SGK GSS GENEL MÜDÜRÜ PROF. DR. GÖKHAN TUNA ÖZTÜRK: “TEDAVİNİN EKONOMİK KAZANIMLARININ SADECE SAĞLIK GİDERİNİ AZALTMAK DEĞİL, ÇALIŞAN GÜCÜNÜN VE KURUMA TEKRAR PRİM OLARAK DÖNÜŞÜNÜN BİLE HESAPLANMASI LAZIM. TERSİ BİR DURUM OLARAK SADECE İLACIN BÜTÇE YÜKÜ DEĞİL OLUŞTURABİLECEĞİ YAN ETKİLERİN MALİYETİNİN DE HESAPLANMASI VE BUNUN İÇİN EKONOMİK ANALİZ YÖNTEMLERİNİN OLDUKÇA DETAYLANDIRILMASI GEREKİYOR”

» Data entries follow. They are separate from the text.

PR #1191, opened 2025-02-03
errors: Narrow return error type of Session::[query/execute]_iter

muzarski:

## Motivation

`NextPageError` and `NextRowError` were introduced specifically for `QueryPager` API. Currently (before this PR), the top-level Session methods `[execute/query]_iter()` return a `ExecutionError`. This is why `NextRowError` variant is present in `ExecutionError`. To remove that, we can narrow the return error type of these methods.

There is one subtle thing to pay attention to (and potentially discuss). `query_iter` method potentially prepares the statement (if values are not empty). `Session::prepare` currently returns a `ExecutionError`. This is why newly introduced `PagerExecutionError` now depends on `ExecutionError.` The question is whether we should narrow the return error type of `Session::prepare` to some new error type (`PrepareError`), or leave it as is.

## Pre-review checklist

### DIFF
--- a/scylla/src/errors.rs
+++ b/scylla/src/errors.rs
@@ -111,14 +111,6 @@ pub enum ExecutionError {
     /// 'USE KEYSPACE <>' request failed.
     #[error("'USE KEYSPACE <>' request failed: {0}")]
     UseKeyspaceError(#[from] UseKeyspaceError),
-
-    // TODO: This should not belong here, but it requires changes to error types
-    // returned in async iterator API. This should be handled in separate PR.
-    // The reason this needs to be included is that topology.rs makes use of iter API and returns ExecutionError.
-    // Once iter API is adjusted, we can then adjust errors returned by topology module (e.g. refactor MetadataError and not include it in ExecutionError).
-    /// An error occurred during async iteration over rows of result.
-    #[error("Failed to fetch next page of the result: {0}")]
-    NextPageError(#[from] NextPageError),
 }
 
 impl From<SerializationError> for ExecutionError {
--- a/scylla/src/errors.rs
+++ b/scylla/src/errors.rs
@@ -152,6 +152,23 @@ pub enum PrepareError {
     PreparedStatementIdsMismatch,
 }
 
+/// An error that occurred during construction of [`QueryPager`][crate::client::pager::QueryPager].
+#[derive(Error, Debug, Clone)]
+#[non_exhaustive]
+pub enum PagerExecutionError {
+    /// Failed to prepare the statement.
+    #[error("Failed to prepare the statement to be used by the pager: {0}")]
+    PrepareError(#[from] PrepareError),
+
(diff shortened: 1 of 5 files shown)


muzarski:
Flaky `test_coalescing` fails yet again (https://github.com/scylladb/scylla-rust-driver/issues/864).

wprzytula:
> There is one subtle thing to pay attention to (and potentially discuss). `query_iter` method potentially prepares the statement (if values are not empty). `Session::prepare` currently returns a `QueryError`. This is why newly introduced `PagerExecutionError` now depends on `QueryError.` The question is whether we should narrow the return error type of `Session::prepare` to some new error type (`PrepareError`), or leave it as is.

Now that we renamed `QueryError` to `ExecutionError`, it's even clearer that `PrepareError` should be introduced - because _preparing a statement_ is different from _executing a statement_.

wprzytula (dismissed):
LGTM, but see my comment about introducing `PrepareError`.

muzarski:
> Now that we renamed `QueryError` to `ExecutionError`, it's even clearer that `PrepareError` should be introduced - because _preparing a statement_ is different from _executing a statement_.

I 100% agree. New name clearly suggests that we should distinguish these two kinds of operations.

>     * `NextRowError` (no rows result comes from preparation).
BTW, `NextRowError` is not present in `ExecutionError` after this PR.

muzarski:
> LGTM, but see my comment about introducing `PrepareError`.

Opened a PR https://github.com/scylladb/scylla-rust-driver/pull/1193

scylla/src/errors.rs
```diff
@@ -151,6 +151,23 @@ impl From<response::Error> for ExecutionError {
...
 }
 
+/// An error that occurred during construction of [`QueryPager`][crate::client::pager::QueryPager].
+#[derive(Error, Debug, Clone)]
+#[non_exhaustive]
+pub enum PagerExecutionError {
+    /// Failed to prepare the statement.
+    #[error("Failed to prepare the statement to be used by the pager: {0}")]
+    PrepareError(#[from] ExecutionError),
+
```
Lorak-mmk, line 153: 🔧 I'm not a fan of this `#[from]`, it can be a footgun. `ExecutionError` is a general type, not restricted to statement preparation, so it is possible to accidently convert to this variant in other (non-prepare) paths, which will be difficult to spot.

Lorak-mmk (changes requested):

scylla/src/errors.rs
muzarski: Once rebased on #1193, it will be `#[from] PrepareError`

muzarski:
Rebased on main again (ssl CI fix, and removed legacy ser/deser api)

wprzytula (approved):

Lorak-mmk (approved):

Lorak-mmk (approved):

PR #1196, opened 2025-02-03
Replace `Node::is_down` with `Node::is_connected`

Lorak-mmk:
As found by @danielhe4rt `Node::is_down` method is unintuive. It is actually not really possible for the user to utulize this method
because status tracking with events is inherently unreliable. Instead we should treat node as up if we have some connections open to it.
This PR introduces `Node::is_connected` method that does just that, and un-pubs the old method.

## Pre-review checklist


scylla/src/network/connection_pool.rs
```diff
@@ -226,6 +226,17 @@ impl NodeConnectionPool {
...
     }
 
+    pub(crate) fn is_connected(&self) -> bool {
+        let maybe_conns = self.conns.load();
+        match maybe_conns.as_ref() {
+            MaybePoolConnections::Initializing => false,
+            MaybePoolConnections::Broken(_) => false,
+            // TODO: Is is possible for the pool to be "Ready", but for "_pool_connections"
+            // to be empty?
+            MaybePoolConnections::Ready(_pool_connections) => true,
```
wprzytula, line 236: :question: Is it?

wprzytula:
```rust
enum MaybePoolConnections {
    // The pool is being filled for the first time
    Initializing,

    // The pool is empty because either initial filling failed or all connections
    // became broken; will be asynchronously refilled. Contains an error
    // from the last connection attempt.
    Broken(ConnectionError),

    // The pool has some connections which are usable (or will be removed soon)
    Ready(PoolConnections),
}
```
From this enum I understand that if it's not buggy, then `Ready` implies some connections in the pool.

scylla/src/cluster/worker.rs
```diff
@@ -291,6 +291,16 @@ impl ClusterWorker {
...
+                                // What I mean by that?
+                                // - Don't store the status at all.
+                                // - When receiving down event, and the driver still sees the node
+                                //   as connected, then try to send a keepalive query to its connections.
+                                // - When receiving up event, and we have no connections to the node,
+                                //   then try to open new connections.
+
                                 match status {
                                     StatusChangeEvent::Down(addr) => self.change_node_down_marker(addr, true),
                                     StatusChangeEvent::Up(addr) => self.change_node_down_marker(addr, false),
```
wprzytula, line 306: :+1:

wprzytula (dismissed):

scylla/src/network/connection_pool.rs
Lorak-mmk: Edited the comment.

Lorak-mmk:
Rebased on main

muzarski (approved):

wprzytula (approved):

İlaçlar için Maliyet-Etkililik Analizi Projesi
İlaçlar için Maliyet-Etkililik Analizinin Uygulanması ve Ulusal Maliyet Etkililik Eşiği Belirlenmesi projesinin TÜSEB çatısı altında yürüdüğü ve SGK’nın burada paydaş rolü üstlendiğini söyleyen Öztürk, “Bir ilaç alıp değerlendirme yaptığımız zaman sadece bütçe yükünü değerlendiriyoruz. Klinik faydalarını da değerlendiriyoruz ama hiçbir zaman bu klinik faydaların bize ne kadar getirisi olacağını değerlendirmiyoruz. Örneğin 15 yaşında bir çocuğu tam kürle tedavi edecek bir ilaçla 80 yaşındaki bir hastayı tam kürle tedavi edecek bir ilacın, ilaçlar aynı olsa, maliyet yükü aynı olsa bile arasında bariz bir maliyet etkinlik farkı vardır. Mesela bunları hiç değerlendirmiyoruz. Tedavinin bu ekonomik kazanımlarının sadece sağlık giderini azaltmak değil, çalışan gücünün ve kuruma tekrar prim olarak dönüşünün bile hesaplanması lazım. Tersi bir durum olarak sadece ilacın bütçe yükü değil oluşturabileceği yan etkilerin maliyetinin de hesaplanması lazım ve bunun için ekonomik analiz yöntemlerinin oldukça detaylandırılması gerekiyor. TÜSEB’le birlikte bununla ilgili proje çıktılarımızı yazdık” diye konuştu.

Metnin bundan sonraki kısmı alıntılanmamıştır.